Bonsoir @CindyAssmat,
J ai eu le cas il y a plusieurs années, ma puer de l époque m a aidée pour avoir MES salaires dûs. La maman était insolvable (évidemment) le papa inexistant, j ai bataillé pour avoir ma lettre de licenciement.  Résultat 3 mois sans avoir la petite et j ai récupéré TOUS mes salaires, car madame touchait pajemploi + aides++++
Ne lâchez rien ! 
Bon courage
Moi, je viens de rendre mon tablier après de nombreuses années de bons et loyaux services, next !


----------



## CindyAssmat (23 Septembre 2022)

D'accord merci beaucoup. Je vais voir avec la puéricultrice la semaine prochaine car la maman fait la morte par contre c'est le papa qui m'a prévenue que le petit ne viendrai plus car il était placé.


----------



## Sandrine2572 (23 Septembre 2022)

Bonsoir

Aïe aïe situation pas évidente 
Normal que tu soit touché par cette situation 
D après ce que je comprend il y a pas longtemps que tu gardait cet enfant ? Peu être encore en période d essai ? 

Dans un 1 er temps rapproche toi de ta puer pour savoir la démarche à suivre vue que c est elle qui suivait cette famille elle peu peu être t aider . Elle peu peu être intervenir auprès de cette famille pour qu elle fasse les démarches nécessaires envers toi


----------



## CindyAssmat (23 Septembre 2022)

Oui ça fait 1 mois que j'accueille ce petit,la période d'essai c'est terminé le 22 donc hier.
Je vais contacter ma puéricultrice la semaine prochaine et voir avec elle


----------



## Sandrine2572 (23 Septembre 2022)

A part que ses PE te licencie je vois pas d autre solution


----------



## CindyAssmat (24 Septembre 2022)

Oui j'imagine sauf que je pense que ça va être compliqué.
Je vais voir avec la puéricultrice j'espère qu'elle pourra faire quelque chose


----------



## nounou51 (30 Septembre 2022)

moi  la maman  etait sous curatelle  donc j etais payé   par l udaf  .


----------



## Griselda (6 Octobre 2022)

Je n'attendrais pas une semaine pour solliciter l'aide de la PMI dans ce dossier d'autant plus si c'est la PMI qui m'a demandé de prendre en charge cet enfant.
Il arrive dans certains cas que ce soit la PMI (le CD) qui paie le salaire de l'AM.
Je n'attendrais pas aussi pour une autre raison: c'est le Père qui t'a prévenu? Et si ce n'était pas tout à fait la réallité? Et si l'absence de cet enfant ne serait pas du à un placement par la PMI chez une Assistante Familliale? Dans le doute j'apellerai tout de suite pour dire ce qui se passe et en même temps solliciter de l'aide pour les papiers.

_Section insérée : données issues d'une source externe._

PR #3876, opened 2022-12-02
Remove default hardcoded google analytics id and allow it to be empty

nbeloglazov:
### Description

By default we should not be including Google Analytics and only deployments that want it need to enable it. 

#### General

#### User visible changes

#### New Features

### DIFF
--- a/server/app/views/BaseHtmlLayout.java
+++ b/server/app/views/BaseHtmlLayout.java
@@ -10,6 +10,7 @@ import com.google.common.collect.ImmutableList;
 import com.typesafe.config.Config;
 import j2html.tags.specialized.ScriptTag;
 import java.net.URI;
+import java.util.Optional;
 import javax.inject.Inject;
 import play.twirl.api.Content;
 import views.components.ToastMessage;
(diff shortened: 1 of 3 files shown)


server/app/views/BaseHtmlLayout.java
```diff
@@ -93,7 +97,10 @@ public HtmlBundle getBundle(HtmlBundle bundle) {
     bundle.addStylesheets(viewUtils.makeLocalCssTag(TAILWIND_COMPILED_FILENAME));
 
     // Add Google analytics scripts.
-    bundle.addFooterScripts(getAnalyticsScripts(measurementId).toArray(new ScriptTag[0]));
+    measurementId.ifPresent(
```
shanemc-goog, line 100: optional: you don't need () and {} for one liner lambdas.

id -> bundle.addFooterScripts(getAnalyticsScripts(id).toArray(new ScriptTag[0]))

or 

```
measurementId
  .map(id -> getAnalyticsScripts(id).toArray(new ScriptTag[0]))
  .ifPresent(bundle::addFooterScripts);
```

shanemc-goog (approved):

shanemc-goog:
Please coordinate with Seattle to ensure they set this in their config before the next deployment

@gwendolyngoetz @swatkat1

server/app/views/BaseHtmlLayout.java
nbeloglazov: Done.

Issue #3889, opened 2022-12-07
Submitting from review page does not update Application data from the Applicant's answers


shanemc-goog:
Background: In an application flow, when a screen is submitted we update the Applicant to contain that data then seemingly copy the Applicant data into the Application.  (This happens emperially, need to find the code reference)

Steps:
1. Create a Question A
2. Create two programs P1 and P2 and contain Question A.
3. As an Applicant, fill out P1 so that QA = 20  but don't submit.
4. Fill out P2 so that QA = 100
5. View the review page for P1 which shows QA = 100 (from being updates in P2).
6. Click Submit
7. View the Application in the Database or through the Program Admin interface and see that the value is actually 20
 
The value should be the Applicants latest value of 100.

The Submit action only changes the Draft state to Active, it doesn't copy forward the Applicants updated answers into the Application.

shanemc-goog:
@bion

PR #3891, opened 2022-12-07
Ensure application data consistency at submit time

bion:
### Description

When an applicant answers their first question on a program application, CiviForm creates an application record for them associating them with the specific version of the program they're applying to. This application record would also get updated with the contents of the applicant's `ApplicantData` each time they answered a question. When the applicant submitted the application, CiviForm would change its status from `DRAFT` to `ACTIVE`.

This caused a bug where if Program A and Program B shared Question C and an applicant answered Question C in Program A but did not submit the application, then went to program B and changed their answer to Question C, then finally went back to Program A and submitted their application, their application to Program A would contain their original answer to Question C from being answered in Program A despite having shown the updated answer on the block and review pages.

This PR fixes the bug by changing the time that the application's `ApplicantData` gets set from when the applicant answers a question, to when they submit the application.

## Release notes

Fixes a subtle bug where stale question data could be submitted for applications containing shared questions that had been answered in a specific sequence between programs.

#### General

### Issue(s) this completes

Fixes https://github.com/civiform/civiform/issues/3889

### DIFF
--- a/server/app/repository/ApplicationRepository.java
+++ b/server/app/repository/ApplicationRepository.java
@@ -105,6 +105,7 @@ public final class ApplicationRepository {
           drafts.isEmpty()
               ? new Application(applicant, program, LifecycleStage.ACTIVE)
               : drafts.get(0);
+      application.setApplicantData(applicant.getApplicantData());
       application.setLifecycleStage(LifecycleStage.ACTIVE);
       application.setSubmitTimeToNow();
       if (tiSubmitterEmail.isPresent()) {
@@ -198,8 +199,7 @@ public final class ApplicationRepository {
               .eq("lifecycle_stage", LifecycleStage.DRAFT)
               .findOneOrEmpty();
       Application application =
-          existingDraft.orElse(new Application(applicant, program, LifecycleStage.DRAFT));
-      application.setApplicantData(applicant.getApplicantData());
+          existingDraft.orElseGet(() -> new Application(applicant, program, LifecycleStage.DRAFT));
       application.save();
       database.commitTransaction();
       return application;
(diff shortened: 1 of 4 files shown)


server/app/repository/ApplicationRepository.java
```diff
@@ -198,8 +199,7 @@ private Application createOrUpdateDraftApplicationInternal(Applicant applicant,
               .eq("lifecycle_stage", LifecycleStage.DRAFT)
               .findOneOrEmpty();
       Application application =
-          existingDraft.orElse(new Application(applicant, program, LifecycleStage.DRAFT));
-      application.setApplicantData(applicant.getApplicantData());
+          existingDraft.orElseGet(() -> new Application(applicant, program, LifecycleStage.DRAFT));
```
bion, line 202: Not part of the bugfix, but no need to instantiate an `Application` if it won't be used

server/test/services/export/AbstractExporterTest.java
```diff
@@ -400,12 +404,14 @@ protected void createFakeProgramWithEnumerator() {
...
     applicationTwo =
         new Application(applicantTwo, fakeProgramWithEnumerator, LifecycleStage.ACTIVE);
+    applicationTwo.setApplicantData(applicantTwo.getApplicantData());
     CfTestHelpers.withMockedInstantNow(
         "2022-02-01T00:00:00Z", () -> applicationTwo.setSubmitTimeToNow());
     applicationTwo.save();
 
     applicationThree =
         new Application(applicantTwo, fakeProgramWithEnumerator, LifecycleStage.OBSOLETE);
+    applicationThree.setApplicantData(applicantTwo.getApplicantData());
```
shanemc-goog, line 414: Does an Obsolete application necessarily come from an ACTIVE one? If it can come from a draft maybe this shouldn't have applicant Data

shanemc-goog (approved):

server/test/services/export/AbstractExporterTest.java
bion: > Does an Obsolete application necessarily come from an ACTIVE one?
I believe so, yes

bion: > Does an Obsolete application necessarily come from an ACTIVE one?
I believe so, yes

Evidement, outre les questions administratives du contrat c'est assez bouleversant car on ne place pas un enfant si facilement. On a d'abord essayé avec un soutient pédagogique, mais on a jugé que c'était insufisant pour assurer à l'enfant le respect de ses besoins. Dis toi que s'il est placé c'est surement mieux ainsi pour lui... et peut être pour toi aussi car un tel dossier n'est pas simple à gérer si les Parents restent sourds à tes recommandations aussi.


----------